MindTouch, maker of enterprise software it dubs “collaborative networks,” has long had a focus on the creation of both public and private knowledge bases. Today it has added an external-facing version of its software for letting customers contribute to the information about your enterprise. Backed by a strong moderation system, the MindTouch Collaborative Knowledge Base is designed to open up your product documentation, FAQs, support guides, and other kinds of corporate information.

With both technical and cultural roots in wikis, the company previously added an intranet to its suite of both open source and proprietary enterprise software. Now they want you to make the content you’re already providing to the public editable.

So What’s the Benefit?

If you ask them about crowdsourcing their content, many enterprises might automatically respond: so where’s the benefit for us? To some it sounds like a lot of potential work without a direct ROI. To naysayers, MindTouch would respond that the benefits of using their software are twofold:

  1. Up to date documentation with less effort. Let’s admit it. Most companies do a pretty poor job of staying current on documentation. And for good reason: editing FAQS plays second fiddle to getting the product out the door in top notch condition. Why not let the customers who are knowledgeable and passionate about a product lend their expertise?
  2. Create a visible customer community. Letting your best customers know that you trust them to help keep documentation fresh is a Web-style way of creating an engaged group of participants in your brand.

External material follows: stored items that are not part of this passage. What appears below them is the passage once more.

PR #5509, opened 2017-01-29
remove unused and incorrect localizations

jonsequitur:
This addresses #4977. Along the way, I removed a number of localization strings that are not in use.


jonsequitur:
@nguerrera @piotrpMSFT @livarcocc @eerhardt @jgoshi

src/dotnet/commands/dotnet-run/RunCommand.cs
```diff
@@ -119,14 +121,15 @@ private void Initialize()
 
                 if (projectFiles.Length == 0)
                 {
+                    var project = "--project";
+
                     throw new InvalidOperationException(
-                        $"{LocalizableStrings.RunCommandInvalidOperationException1} {directory}." + Environment.NewLine +
-                        LocalizableStrings.RunCommandInvalidOperationException2);
+                        $"Couldn\'t find a project to run. Ensure a project exists in  {directory}, or pass the path to the project using {project}");
```
eerhardt: This and the message below are messages to the user - so they should be localized.

Given our work with exceptions, the exception type should probably change here too.

(nit) Apostrophes don't need to be escaped.

jonsequitur: I was hoping to get some opinions on introducing a loc const for this. In a couple of instances like this one, multi-line strings had been broken into several consts. Loc strings are not supposed to be programmatically concatenated. It makes translation difficult by taking pieces of text out of context and it increases the likelihood that the concatenated string will be wrong in some languages. 

So with that in mind, I inlined and combined the strings but was unsure of the process for introducing new loc consts at this stage, since they won't have matching values in the xlf / resx files.

@nguerrera @piotrpMSFT

src/dotnet/CommonLocalizableStrings.cs
```diff
@@ -5,183 +5,65 @@ namespace Microsoft.DotNet.Tools
 {
     internal class CommonLocalizableStrings
     {
-        public const string UnsupportedProjectType = "Unsupported project type. Please check with your sdk provider.";
         public const string ProjectAlreadyHasAreference = "Project already has a reference to `{0}`.";
         public const string ProjectReferenceCouldNotBeFound = "Project reference `{0}` could not be found.";
         public const string ProjectReferenceRemoved = "Project reference `{0}` removed.";
 
         // Project related
-        public const string Project = "Project";
```
krwq: cc: @blackdwarf - do we still need the backup strings or can we remove them?

jonsequitur:

jonsequitur:

src/dotnet/CommandLine/CommandLineApplication.cs
```diff
@@ -372,11 +372,11 @@ public void ShowHelp(string commandName = null)
                 if (cmd != this && cmd.Arguments.Any())
                 {
                     var args = string.Join(" ", cmd.Arguments.Select(arg => arg.Name));
-                    headerBuilder.Insert(usagePrefixLength, string.Format(LocalizableStrings.UsageItemWithArgs, cmd.Name, args));
+                    headerBuilder.Insert(usagePrefixLength, string.Format(" {0} {1}", cmd.Name, args));
```
piotrpMSFT: These templates were originally in LocalizableStrings to allow for string ordering reversals [RTL languages, etc]. Is that no longer needed?

src/dotnet/CommonLocalizableStrings.cs
piotrpMSFT: UnsupportedProjectType will be needed once we have the ProjectTypeGuid lookup in place. @jonsequitur we added many of these strings proactively because the turnaround time for Loc is non-0. Can we move them to a separate section of the file instead of deleting?

src/dotnet/CommandLine/CommandLineApplication.cs
jonsequitur: I haven't seen this approach used before. Translators typically do the ordering reversals by swapping the token positions within the larger, translated string. A loc string that's nothing but tokens is very hard to understand and the extra indirection will lead to bugs in specific languages that the dev team is unlikely to catch.

src/dotnet/CommonLocalizableStrings.cs
jonsequitur: Which ones specifically? Should we move them into the `LocalizableStrings` section for a specific command?

jonsequitur:
This PR has been superseded by #5618.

Most options for creating customer communities, such those from leaders like Telligent, Jive and Lithium, focus more on conversations than strict documentation. Their approach takes an ever-expanding dialogue and adds structure around it to create a searchable knowledge base. MindTouch sets out to create a centralized, community-driven knowledge base from the start, and leaves support conversations out of the picture.

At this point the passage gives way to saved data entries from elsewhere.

PR #5581, opened 2017-02-04
Update MSBuild

piotrpMSFT:
@livarcocc


piotrpMSFT:
@MattGertz updating MSBuild in CLI per 4:30 call.

PR #5600, opened 2017-02-06
Merge rel/1.0.0 to Master

piotrpMSFT:
@eerhardt @livarcocc @jonsequitur @krwq @jgoshi


eerhardt:
@piotrpMSFT - did you resolve that "dotnet new" is now "dotnet new3"?  Thus we need to update the templates to lay down "2.0" projects.  And also fixing up the nuget package archiver.

piotrpMSFT:
@eerhardt for the moment I resolved any merge conflicts and want to see what CI shows. Ack on `new` templates needing to lay down 2.0 references. @mlorbetske what's the fastest way for us to make that happen? @eerhardt what about the lzma archiver would not have been addressed by a merge?

piotrpMSFT:
and clearly there is work to be done here :)

eerhardt:
I've been working with @seancpeters on his ideas for getting the templates updated for 2.0.  Specifically we need to:

1. Change the TFM to `netcoreapp2.0`
1. Insert a new property `<RuntimeFrameworkVersion>$CurrentSharedFrameworkVersion$</RuntimeFrameworkVersion>` where `$CurrentSharedFrameworkVersion$` is changed to the current shared framework's version.
1. Lay down a NuGet.config file to point to the `dotnet-core` feed because the 2.0 packages aren't officially shipped.

As for the archiver, today it is using the checked-in "2.0 console" template since there are no "2.0 web" templates/packages. Plus it uses the current SharedFX version to generate the archive hash.  In "dotnet new3" world, it is using the ephemeral-hive and the Web templates (which aren't 2.0).  We need to resolve this so the 2.0 templates are used.

piotrpMSFT:
ok got it. should I consider this merge PR to be something your'e driving and close ?

eerhardt:
> ok got it. should I consider this merge PR to be something your'e driving and close ?

I really haven't been spending much time on it outside of exchanging a few conversations with @seancpeters.  I haven't tried any of his suggestions, yet.  So if someone else wants to take this, feel free.

seancpeters:
+ @mlorbetske 
Are any of you in the office today? If so, we should try getting together to work out what needs to go into the new templates for netcoreapp2.0. Mike & I can wander over to 25 if anyone is there.

piotrpMSFT:
@seancpeters most of us are remote today due to snow. how about a call @4:00?

seancpeters:
@piotrpMSFT @mlorbetske 
Heh, yeah, my wishful thinking people would be in. 4 works for me.

eerhardt:
@piotrpMSFT @livarcocc @jonsequitur - this is looking green.  Can you guys review the 2 commits I made?  Then I can get this in to 'master' and we should be golden.

PR #5613, opened 2017-02-07
Removing extra PackageReference workaround for tests

emgarten:
Removing PackageReferences which were added to work around a test issue. I don't see any reason why these would be needed. When trying these locally restore works fine without the extra references.

Fixes https://github.com/NuGet/Home/issues/4416

//cc @rohit21agrawal


emgarten:
@livarcocc @piotrpMSFT it looks like this extra workaround in the test code is no longer needed. I'm not seeing any issues around this on my side, and the CI looks happy with removing it.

So which method is better?

It honestly depends on your preference. A forums-based software is definitely a proven model for businesses. Lately vendors have tried to spice up the Web 1.0 flavor of forums by tying into the broader social Web. MindTouch’s tool is different in that it aims to make corporate documents directly editable, rather than have you start from scratch to build a community.

Moderation is the Key

Plenty of businesses have flirted with letting customers edit content in the past. But the limitations have either been that the software was too complex for the public to easily use (think MediaWiki and its usability issues) or there wasn’t enough moderation for corporate to be comfortable with the idea.

Most people know that wikis offer ways to monitor changes after they’re published. Other kinds of software can be tweaked to allow anyone to contribute, but contributions must be approved beforehand. The problem with the first option is that it can quickly become overwhelming to non-technical users, and the problem with the second is that it stymies a vibrant community.

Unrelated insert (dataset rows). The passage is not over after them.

PR #5618, opened 2017-02-08
Remove incorrect localizations

jonsequitur:
I've rebased these localization fixes that I made against rel/1.0.0 onto master. 

This replaces #5509.


src/dotnet/commands/dotnet-run/LocalizableStrings.cs
```diff
@@ -16,26 +16,14 @@ internal class LocalizableStrings
...
-        public const string RunCommandMSBuildExtensionsPath = "MSBuildExtensionsPath";
-
-        public const string RunCommandConfiguration = "Configuration";
-
-        public const string RunCommandTargetFramework = "TargetFramework";
-
-        public const string RunCommandProjectInstance = "RunCommand";
-
-        public const string RunCommandOutputType = "OutputType";
+        public const string RunCommandExceptionUnableToRun = "Unable to run your project\nPlease ensure you have a runnable project type and ensure '{0}' supports this project.\nThe current {1} is '{2}'";
```
mairaw: Missing a period after project. According to Microsoft's style guide, you should avoid using please unless you're asking something to the user that is inconvenient or the app is to blame for this. 

Suggested change:
"Unable to run your project.\n Ensure you have a runnable project type and that '{0}' supports this project.\nThe current {1} is '{2}'."

src/dotnet/commands/dotnet-sln/LocalizableStrings.cs
```diff
@@ -12,7 +12,7 @@ internal class LocalizableStrings
         public const string AppHelpText = "Projects to add or to remove from the solution.";
 
         public const string AddAppFullName = ".NET Add project(s) to a solution file Command";
-        public const string AddSubcommandHelpText = "Add a specified project(s) to the solution.";
+        public const string AddSubcommandHelpText = "Add one or more specified projects to the solution.";
```
mairaw: Add one or more specified projects is a bit awkward. It should be "Add the specified projects to the solution" or "Add one or more projects to the solution". From what I can I see in the SDK today, the latter would be fine.

src/dotnet/commands/dotnet-test/LocalizableStrings.cs
```diff
@@ -36,7 +36,7 @@ internal class LocalizableStrings
 
         public const string CmdConfiguration = "CONFIGURATION";
 
-        public const string CmdConfigDescription = "Configuration to use for building the project.  Default for most projects is  \"Debug\".";
+        public const string CmdConfigDescription = "Configuration to use for building the project.  Default for most projects is \"Debug\".";
```
mairaw: I find this string "Default for most projects" which is used in a lot of places  really confusing for customers. It doesn't tell me when I would not get the default.

test/dotnet-sln-add.Tests/GivenDotnetSlnAdd.cs
```diff
@@ -25,8 +26,14 @@ public class GivenDotnetSlnAdd : TestBase
   -h|--help  Show help information
 
 Additional Arguments:
- Add a specified project(s) to the solution.
+ Add one or more specified projects to the solution.
```
mairaw: same as the comment before about a similar string.

piotrpMSFT:
@blackdwarf can you help out with the string comments? I think they probably should be addressed in a separate PR but want to be sure we track anything we want to change.

blackdwarf:
@mairaw let's open a separate PR against master and go through and fix all of the strings in one fell swoop, so to speak. Sounds ok?

src/dotnet/commands/dotnet-run/LocalizableStrings.cs
akoeplinger: The original code used Environment.NewLine, `\n` is probably not correct on Windows in the new string.

piotrpMSFT:
@jonsequitur are we going to merge this?

mairaw:
Yes, sounds good @blackdwarf

src/dotnet/commands/dotnet-run/LocalizableStrings.cs
jonsequitur: @akoeplinger Concatenation of multiple strings is something to be avoided in localization. I'm unaware of `\n` causing issues in this kind of usage.

jonsequitur:
@mairaw Was an issue opened to track this? I'm planning to do some refactoring of the localization code and would like to keep those two changes coordinated.

mairaw:
@jonsequitur I missed your message earlier. I haven't opened an issue for this specific change. But I was talking to @blackdwarf about this and I'd like to verify the strings a little bit more extensively since there are a lot of inconsistencies, missing punctuation, etc. I'll open an issue.

PR #5623, opened 2017-02-08
Remove project.json-based omnisharp.json

piotrpMSFT:
/cc @jonsequitur @krwq @livarcocc @eerhardt @jgoshi @DustinCampbell

### DIFF
--- a/omnisharp.json
+++ b/omnisharp.json
@@ -1,6 +1,0 @@
-{
-    "dotnet": {
-        "projects": "src/*/project.json;test/*/project.json;scripts/*/project.json",
-        "enablePackageRestore": false
-    }
-}


omnisharp.json
```diff
@@ -1,6 +0,0 @@
-{
-    "dotnet": {
-        "projects": "src/*/project.json;test/*/project.json;scripts/*/project.json",
```
DustinCampbell: To be honest, I think "projects" was a hold-out from the days of DNX-support in OmniSharp. When that was dropped, this no longer worked.

omnisharp.json
```diff
@@ -1,6 +0,0 @@
...
-        "enablePackageRestore": false
```
DustinCampbell: The default was false anyways.

PR #5627, opened 2017-02-08
Fix the CLI .sln file to load and build in VS 2017.

eerhardt:
@jonsequitur @livarcocc @piotrpMSFT


eerhardt:

PR #5661, opened 2017-02-10
Refactor tasks used in generate static props files

jgoshi:
@piotrpMSFT @livarcocc @eerhardt @krwq @jonsequitur


build_projects/dotnet-cli-build/GetVersionBadgeMoniker.cs
```diff
@@ -0,0 +1,22 @@
...
+namespace Microsoft.DotNet.Cli.Build
+{
+    public class GetVersionBadgeMoniker : Task
+    {
+        [Output]
+        public string VersionBadgeMoniker { get; set; }
+
+        public override bool Execute()
+        {
+            VersionBadgeMoniker = Monikers.GetBadgeMoniker();
```
eerhardt: I don't think we need a task for this.  I think the logic in GetBadgeMoniker can be moved to MSBuild.

run-build.ps1
```diff
@@ -110,11 +110,11 @@ $env:PATH = "$env:DOTNET_INSTALL_DIR;$env:PATH"
...
 {
     Write-Host "Not building due to --nobuild"
-    Write-Host "Command that would be run: 'dotnet msbuild build.proj /m /p:Architecture=$Architecture $ExtraParameters'"
+    Write-Host "Command that would be run: 'dotnet msbuild build.proj /m /p:OverrideArchitecture=$Architecture $ExtraParameters'"
 }
 else
 {
-    dotnet msbuild build.proj /p:Architecture=$Architecture /p:GeneratingPropsFile=true /t:WriteDynamicPropsToStaticPropsFiles
-    dotnet msbuild build.proj /m /v:diag /p:Architecture=$Architecture $ExtraParameters
+    dotnet msbuild build.proj /p:OverrideArchitecture=$Architecture /p:GeneratingPropsFile=true /t:WriteDynamicPropsToStaticPropsFiles
```
eerhardt: Why are we introducing this new property?

jgoshi: I wanted to rename it. So that passing something in from the command-line can override that value stored in the props file. To allow x86 build on x64 machine for example.

eerhardt: Usually passing something in from the command line overrides what is stored in the props file by default.  Doesn't it?

build_projects/dotnet-cli-build/GetVersionBadgeMoniker.cs
jgoshi: Where can I find the implementation of GetBadgeMoniker?

run-build.ps1
jgoshi: When we import the props file wouldn't that overwrite the property value we passed in?

eerhardt: @rainersigwald @jeffkl @cdmihai - is there a ruling on this?  Doesn't the commandline win?

build_projects/dotnet-cli-build/GetVersionBadgeMoniker.cs
eerhardt: https://github.com/dotnet/cli/search?utf8=%E2%9C%93&q=GetBadgeMoniker

run-build.ps1
rainersigwald: Properties passed in via `/p:PropName=value` on the command line are immutable within the build, so @eerhardt's right that they always* win.

* There is an exception: if the project specifies that a property is one of its `TreatAsLocalProperties`, then it can be changed within the build. That's rare and not the default.

jgoshi: Ok cool. I'll remove this part then.

PR #5679, opened 2017-02-12
Read default language for `dotnet new` from env var

enricosada:
Read `DOTNET_NEW_PREFERRED_LANG` as default language for `dotnet new`.
If not set, the default continue to be `C#`

Currently to create F# projects, we need to specify `-lang f#` foreach `dotnet new` invocation.
It's really annoying, and atm `dotnet new` doesnt yet support set the preference property.

This option can be removed later, when `dotnet new` support set the default language (as normal config)

With this pr

```
set DOTNET_NEW_PREFERRED_LANG=F#
dotnet new console
dotnet new lib
```

/cc @cartermp @dsyme

### DIFF
--- a/src/dotnet/commands/dotnet-new/NewCommandShim.cs
+++ b/src/dotnet/commands/dotnet-new/NewCommandShim.cs
@@ -49,9 +49,11 @@ namespace Microsoft.DotNet.Tools.New
                 { new Guid("10919118-4E13-4FA9-825C-3B4DA855578E"), () => typeof(CaseChangeMacro) }
             }.ToList();
 
+            string preferredLang = Environment.GetEnvironmentVariable("DOTNET_NEW_PREFERRED_LANG") ?? "C#";
+
             var preferences = new Dictionary<string, string>
             {
-                { "prefs:language", "C#" },
+                { "prefs:language", preferredLang },
                 { "dotnet-cli-version", Product.Version }
             };
 


piotrpMSFT:
@enricosada this should go to the dotnet/templating repo. That's where the templating engine is developed. The configuration of default language should be consistent across usages of the teplating engine.

/cc @mlorbetske FYI

mlorbetske:
@piortpMSFT the preference is currently set in the CLI, if it moved in to the engine the CLI would be overriding the behavior as it stands. If that's the behavior we want then we'll need to coordinate the change to remove the preference from CLI & add it to the engine - any thoughts on timing for that?

piotrpMSFT:
@mlorbetske let's discuss tomorrow.

enricosada:
@piotrpMSFT If i need to implement anything, just tell me. I tried that to have a small diff. 
I'd like something to set language preference for 1.0 Rtm because is really awesome to have it

piotrpMSFT:
@mlorbetske and I didn't run across eachother today. The 1.0 bar is quite high at this point, @enricosada. I don't think we'll be able to merge it for 1.0 in CLI.

enricosada:
@piotrpMSFT i understand, i was late (finalizing fsproj is priority for me atm, working on that). 
That's why i tried with a simple env var (low risk) instead of implement `--set`, but is ok i think. 
Next patch version maybe :)

piotrpMSFT:
btw @enricosada you should chat with @livarcocc tomorrow. There is a change we need to make to the dotnet-compile-fsc tool...

enricosada:
@piotrpMSFT for sure, when you want @livarcocc .

Btw i'll send an update template really soon (in test now https://github.com/dotnet/netcorecli-fsc/pull/61, so max 1-2 days), ref [F# sdk roadmap](https://github.com/dotnet/netcorecli-fsc/wiki/Roadmap)

That will:

- completly remove `dotnet-compile-fsc` tool requirement
- use `fsc` from `FSharp.Compiler.Tools` packaged (fsc it's published as normal framework dependent app, and invoked like `dotnet packagepath/fsc.dll`)
- use msbuild task `FscTask` (from same package), that's the same task used by net40 code previously.

But let's chat if you can @livarcocc so i'll check if i need to change new code too.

What’s most impressive about MindTouch’s new software is that it provides a powerful tool for editorial control without requiring a heavy-handed, all-or-nothing approach. Businesses can keep their community open and still deal with less than desirable content or contributors swiftly. They can also require approval prior to publishing as deemed necessary.

Real usability and flexible moderation tools are two factors that have held back more enterprises from opening up content to their customers. If MindTouch can demonstrate to businesses that they’ve solved these problems, then they’ve got a fighting chance of converting them to the collaborative mindset.